What began as an analysis of the International Monetary Fund’s (IMF's) internal surveillance operations quickly morphed into “an exercise of making sure we’re not asleep at the wheel.”

That was the message delivered in a keynote address by Ruben Lamdany, deputy director of the IMF’s Independent Evaluation Office (IEO), as part of CIGI’s signature lecture, “Groupthink and Overconfidence: Predictive Failures in the Global Economic Crisis.”

Lamdany chronicled what amounts to the IMF’s biggest day of reckoning in its nearly seven decades of existence, before joining a panel discussion with CIGI Distinguished Fellow Paul Jenkins and Louis W. Pauly from the Munk School of Global Affairs.

“Was IMF surveillance effective in predicting the financial crisis?” Lamdany posed rhetorically at the outset of the evening. “We all know the answer to that one — no.”

He commended CIGI Executive Director Thomas A. Bernes for initiating the IMF’s period of sober self-reflection in his former role as director of the IEO.

Lamdany outlined highlights from the recent IEO report, “IMF Performance in the Run-Up to the Financial and Economic Crisis,” which focused on IMF surveillance from 2004 to 2007. He explained that the scope of the evaluation report was organized around three key pillars: the fund’s multilateral surveillance, its bilateral surveillance of the US, and its bilateral surveillance of other countries. He added that the report was intended to assess “what went wrong, what could be done better and offer a way forward” to enable better detection of future economic crises.

On the first point, Lamdany provided multiple examples of “overly sanguine” messaging from the IMF’s World Economic Outlook (WEO) in the years leading up to the financial crisis.

In the spring of 2004, the WEO proclaimed the global numbers were “among the rosiest in a decade.” By the spring of 2006, the WEO still wasn’t sounding the alarm bells. Instead, the message was that the global economy was experiencing an “extraordinarily purple patch.”

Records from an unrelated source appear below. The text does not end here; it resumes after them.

PR #19530, opened 2026-02-12
ggml webgpu: shader library organization

reeselevine:
We've been converting many of the existing WGSL shaders into a format that allows for efficient just-in-time compilation of variants used in specific model graphs, as well as sets them up for better performance tuning down the road. This PR makes a pretty large organizational change, moving the shader preprocessing, compilation, and caching into a new `ggml_webgpu_shader_lib` structure. As part of this, the existing matrix multiplication shaders were also converted in to the JIT compilation format (using the wgsl preprocessor), along with get_rows and scale.

This new shader library class also opens up the opportunity for tons of interesting specialization in the WebGPU backend. For example, if you have a shader specialized for a particular GPU vendor/architecture in WGSL, it should be pretty easy to hook it into the logic for choosing the right shader/pipeline.

It's always nice to have a PR that removes more lines of code than it adds too :)


SharmaRithik:
The changes look good to me! The new shader library structure and JIT variant setup make the design cleaner and more extensible, and the refactor looks solid overall.

ggerganov (approved):

PR #19375, opened 2026-02-05
models : optimizing qwen3next graph

ggerganov:
Rewording the ggml compute graph to avoid too many unnecessary copies.

M2 Ultra:

| Model                    | Test   |   t/s b7946 |   t/s gg/qwen3-next-opt |   Speedup |
|:-------------------------|:-------|------------:|------------------------:|----------:|
| qwen3next 80B.A3B Q4_0   | pp1    |       37.92 |                   51.99 |      1.37 |
| qwen3next 80B.A3B Q4_0   | pp2    |       43.20 |                   57.55 |      1.33 |
| qwen3next 80B.A3B Q4_0   | pp3    |       60.03 |                   78.88 |      1.31 |
| qwen3next 80B.A3B Q4_0   | pp4    |       77.27 |                  100.71 |      1.30 |
| qwen3next 80B.A3B Q4_0   | pp5    |       89.65 |                  119.23 |      1.33 |
| qwen3next 80B.A3B Q4_0   | pp6    |      109.17 |                  140.88 |      1.29 |
| qwen3next 80B.A3B Q4_0   | pp7    |      122.24 |                  156.66 |      1.28 |
| qwen3next 80B.A3B Q4_0   | pp8    |      137.75 |                  176.36 |      1.28 |
| qwen3next 80B.A3B Q4_0   | pp512  |      930.70 |                 1125.73 |      1.21 |
| qwen3next 80B.A3B Q4_0   | pp2048 |     1049.91 |                 1352.31 |      1.29 |
| qwen3next 80B.A3B Q4_0   | tg32   |       38.02 |                   50.39 |      1.33 |
| qwen3next 80B.A3B Q4_K_M | pp1    |       34.00 |                   46.47 |      1.37 |
| qwen3next 80B.A3B Q4_K_M | pp2    |       40.94 |                   52.84 |      1.29 |
| qwen3next 80B.A3B Q4_K_M | pp3    |       56.43 |                   72.38 |      1.28 |
| qwen3next 80B.A3B Q4_K_M | pp4    |       68.36 |                   87.54 |      1.28 |
| qwen3next 80B.A3B Q4_K_M | pp5    |       81.44 |                  104.15 |      1.28 |
| qwen3next 80B.A3B Q4_K_M | pp6    |       96.56 |                  121.09 |      1.25 |
| qwen3next 80B.A3B Q4_K_M | pp7    |      105.85 |                  131.26 |      1.24 |
[...]

PR #19531, opened 2026-02-12
Kimi Linear fix conv state update

ymcki:

The current implementation has incorrect conv state update such that it has state corruption when running parallel in llama-server. This is fixed in this PR.

```
./build/bin/llama-server -c 16384 --parallel 8 --mmap -m ~/Kimi-Linear-48B-A3B-Instruct-GGUF/Kimi-Linear-48B-A3B-Instruct-jp-imatrix.IQ3_M.gguf -ngl 100
```

This PR also includes the block implementation that speeds up 20% pp and VRAM saving.


CISC:
> This PR also includes the block implementation that speeds up 20% pp and VRAM saving.

Please take this out again and make this a purely bugfix PR.

The block implementation can be done in a separate PR, however it's worth noting that there are several incoming improvements to this in #19375 that can be applied here also.

ymcki:
Now only fix conv state update.

CISC (approved):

Such favourable prognostications, Lamdany noted, were in direct contrast to what the executive director of the IMF’s Global Financial Stability Report (GFSR) was saying. As early as 2005, the GFSR warned that “urgent action (was) needed to avert a crash.”

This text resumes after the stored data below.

PR #19539, opened 2026-02-12
make `ggml_is_view` as API

foldl:

This PR makes `ggml_is_view` into an API.

## Motivation

Some backends complain ([example](https://github.com/ggml-org/llama.cpp/blob/b1ff83bbb08bd946f79b89bc7adbd7f08ae61303/ggml/src/ggml-vulkan/ggml-vulkan.cpp#L1907-L1911)) when an input is a view with offsets. It helps to have an `is_view` API to make these backends happy.

### DIFF
--- a/ggml/src/ggml-impl.h
+++ b/ggml/src/ggml-impl.h
@@ -98,7 +98,7 @@ static bool ggml_op_is_empty(enum ggml_op op) {
     }
 }
 
-static inline bool ggml_aux_is_view(const struct ggml_tensor * t) {
+static inline bool ggml_impl_is_view(const struct ggml_tensor * t) {
     return t->view_src != NULL;
 }
 
--- a/ggml/src/ggml-impl.h
+++ b/ggml/src/ggml-impl.h
@@ -98,6 +98,10 @@ static bool ggml_op_is_empty(enum ggml_op op) {
     }
 }
 
+static inline bool ggml_aux_is_view(const struct ggml_tensor * t) {
+    return t->view_src != NULL;
+}
+
 static inline float ggml_compute_softplus_f32(float input) {
     return (input > 20.0f) ? input : logf(1 + expf(input));
 }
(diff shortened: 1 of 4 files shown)


ggerganov:
So there is a concern that some of these helper functions should remain in the implementation so that they can be inlined efficiently in the internal ggml code - some of them can be called extensively in hot loops. `ggml_is_view()` specifically does not seem to fall in this category, but I think it would be a good time to introduce a pattern to fix this more generally.

I think we can do the following:

- Add `ggml_aux_is_view()` to public API (`ggml.h`) with implementation in `ggml.c`
- Move `ggml_is_view()` implementation to `ggml-impl.h`
- Make `ggml_aux_is_view()` implementation simply call `ggml_is_view()` (i.e. it will be inlined)

This way, internal ggml code will continue to use the inlined `ggml_is_view()` which is now located in `ggml-impl.h`. User code can call `ggml_aux_is_view()` which has the overhead of a function call.

With this new pattern established, we can continue to migrate the rest of the auxilary calls, such as `ggml_is_transposed()`, `ggml_is_contiguous()` etc. WDYT?

Edit: `_aux_` -> `_impl_` and `ggml_impl_*` -> `ggml-impl.h`. See comments below.

foldl:
Yes, this is the best solution, inline for performance and an auxiliary for API.

The only shortcoming is that API names become longer with `_aux_...`. So I suggest to interchange the use of `ggml_is_view()` and `ggml_aux_is_view()`. This also paves the way for `ggml_is_transposed()`, etc: API can be kept unchanged and `ggml_aux_is_transposed()` can be used internally for performance.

So, “who failed to connect the dots?” asked Lamdany, before offering a few key findings to help explain the IMF’s blinding overconfidence in the run-up to the crisis.

Chief among these was groupthink, Lamdany said, noting that insularity, internal cognitive biases and external political constraints meant that few people at the IMF were willing to bring arguments that ran contrary to the prevailing wisdom of the US Federal Reserve.

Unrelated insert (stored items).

PR #19260, opened 2026-02-02
fix: use physical cores for --threads auto-detect (#19110)

ingyukoh:
Replace std::thread::hardware_concurrency() with cpu_get_num_math() when --threads is set to -1 or 0 (auto-detect mode).

hardware_concurrency() returns logical cores (includes hyperthreads), causing thread oversubscription and performance degradation:
- 100% CPU usage instead of optimal ~50%
- 3.6x slower (2.5 tok/s vs 9 tok/s reported)

cpu_get_num_math() returns physical cores and also handles Intel hybrid CPUs by skipping efficiency cores for math workloads.

Fixes #19110

*Make sure to read the [contributing guidelines](https://github.com/ggml-org/llama.cpp/blob/master/CONTRIBUTING.md) before submitting a PR*

PR #19542, opened 2026-02-12
arg : use cpu_get_num_math() for --threads fallback instead of hardware_concurrency()

yurekami:
## Summary

- Replace `std::thread::hardware_concurrency()` with `cpu_get_num_math()` in 4 thread-count fallback locations in `common/arg.cpp`
- Remove unused `#include <thread>` (was only needed for `hardware_concurrency`)

## Problem

When `--threads -1` (or `--threads-batch`, `--threads-draft`, `--threads-batch-draft`) is passed, the argument parser falls back to `std::thread::hardware_concurrency()` which returns the **logical** core count (including hyper-threads). On hyper-threaded CPUs, this spawns too many threads, causing context switching overhead and significant performance degradation (reported: 9 tok/s → 2.5 tok/s at 100% CPU utilization).

## Fix

Use `cpu_get_num_math()` instead, which returns the number of **physical/performance** cores. This function already exists in `common/common.cpp` and correctly handles:
- Linux: reads `/sys/devices/system/cpu/*/topology/thread_siblings` + hybrid CPU detection
- macOS: uses `sysctl hw.perflevel0.physicalcpu` / `hw.physicalcpu`
- Windows: uses `GetLogicalProcessorInformationEx(RelationProcessorCore)`

This is consistent with:
- `postprocess_cpu_params()` which already uses `cpu_get_num_math()` for the default `n_threads = -1` case
- `llama-bench` which already uses `cpu_get_num_math()` for its default thread count

## Test plan

- [ ] Verify `--threads -1` reports physical core count (not logical) in server log output
- [ ] Verify no regression on non-HT systems (physical == logical)
- [ ] Verify `--threads N` (explicit positive value) still works unchanged

Closes #19110

### DIFF
--- a/common/arg.cpp
+++ b/common/arg.cpp
@@ -28,7 +28,6 @@
 #include <regex>
 #include <set>
 #include <string>
-#include <thread> // for hardware_concurrency
 #include <vector>
 
 #ifndef __EMSCRIPTEN__
@@ -977,7 +976,7 @@ common_params_context common_params_parser_init(common_params & params, llama_ex
         [](common_params & params, int value) {
             params.cpuparams.n_threads = value;
             if (params.cpuparams.n_threads <= 0) {
-                params.cpuparams.n_threads = std::thread::hardware_concurrency();
+                params.cpuparams.n_threads = cpu_get_num_math();
             }
         }
     ).set_env("LLAMA_ARG_THREADS"));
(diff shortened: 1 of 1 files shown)


MaxKruse:
https://github.com/ggml-org/llama.cpp/pull/19260

yurekami:
Closing as duplicate of #19260 which addresses the same issue with the same approach. Thanks @MaxKruse for pointing it out!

Going forward, Lamdany said he is buoyed by the response of the IMF board to the IEO report, particularly in accepting its recommendations that IMF researchers be “allowed and encouraged” to bring forward differing messages for due consideration.

Louis W. Pauly, director of the Centre for International Studies at the Munk School of Global Affairs, opened the panel discussion by providing some historical context on the global financial surveillance, noting that its roots date back to the League of Nations. He contrasted the  perilous times and economic uncertainty following the Second World War — which led to the creation of the IMF — to the IMF’s assertions prior to the 2008 crisis that a global collapse was unlikely, adding that the IMF was “more aware now of the temptation of hubris.”

CIGI Distinguished Fellow Paul Jenkins suggested that the mutual assessment process put forth by the G20 holds the potential to strengthen IMF surveillance, including through better analysis of “spillover effects.”  The assessment process can help foster coherence among different countries’ economic policies that, collectively, can benefit everyone, he said.  Jenkins, co author of the recent report “Preventing Crises and Promoting Economic Growth,” stressed that an important issue is how the G20 fits into the broader international architecture, which includes the IMF.

Before fielding questions from the audience, the panellists debated what was needed for the IMF going forward.

Pauly conceded that a neutral IMF secretariat operating “outside of politics” was “probably idealistic,” but added: “we shouldn’t abandon trying for that."

Lamdany pointed to many of the current measures being adopted by the IMF — including a plan to make China its third-largest shareholder — as proof that it can implement positive reforms.

“But," Lamdany stated, "change will not happen overnight.”

Louis W. Pauly contrasted the economic uncertainty following the Second World War to the IMF’s assertions that, prior to the 2008 crisis, a global collapse was unlikely. He added that the IMF was “more aware now of the temptation of hubris.”